PR #946, opened 2026-09-12
perf: let a web process reuse its database connection

blaipr:
Sits on top of the stack ending at #945. From the roadmap list in [To Do](https://forum.ascender-automation.org/d/15-to-do-list-of-major-things-on-the-roadmap): "No pooling on the database: `ATOMIC_REQUESTS` is on, `CONN_MAX_AGE` is unset and psycopg's pool is off."

## The measurement first

`CONN_MAX_AGE` is unset, which is Django's default of `0`: **every request opens a PostgreSQL connection and closes it** when the response is sent. Nothing pools, so that is the cost of every API call before it has run a single query.

| | |
| - | - |
| 50 requests to `/api/v2/ping/`, today | **51** database sessions |
| establishing one connection | **5.20 ms** |
| the same with the `application_name` and `statement_timeout` options in it | **5.68 ms** |
| a query on a connection that already exists | **0.29 ms** |

Both numbers came off the development stack and its PostgreSQL, the session count from `pg_stat_database.sessions` either side of the fifty requests.

## The change

A process that serves HTTP keeps its connection for sixty seconds. The same fifty requests then open **5** sessions, one per uwsgi worker: a 90% cut in connection churn, for no change anyone can see.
______
For every entry above, give it back exactly as written.

PR #946, opened 2026-09-12
perf: let a web process reuse its database connection

blaipr:
Sits on top of the stack ending at #945. From the roadmap list in [To Do](https://forum.ascender-automation.org/d/15-to-do-list-of-major-things-on-the-roadmap): "No pooling on the database: `ATOMIC_REQUESTS` is on, `CONN_MAX_AGE` is unset and psycopg's pool is off."

## The measurement first

`CONN_MAX_AGE` is unset, which is Django's default of `0`: **every request opens a PostgreSQL connection and closes it** when the response is sent. Nothing pools, so that is the cost of every API call before it has run a single query.

| | |
| - | - |
| 50 requests to `/api/v2/ping/`, today | **51** database sessions |
| establishing one connection | **5.20 ms** |
| the same with the `application_name` and `statement_timeout` options in it | **5.68 ms** |
| a query on a connection that already exists | **0.29 ms** |

Both numbers came off the development stack and its PostgreSQL, the session count from `pg_stat_database.sessions` either side of the fifty requests.

## The change

A process that serves HTTP keeps its connection for sixty seconds. The same fifty requests then open **5** sessions, one per uwsgi worker: a 90% cut in connection churn, for no change anyone can see.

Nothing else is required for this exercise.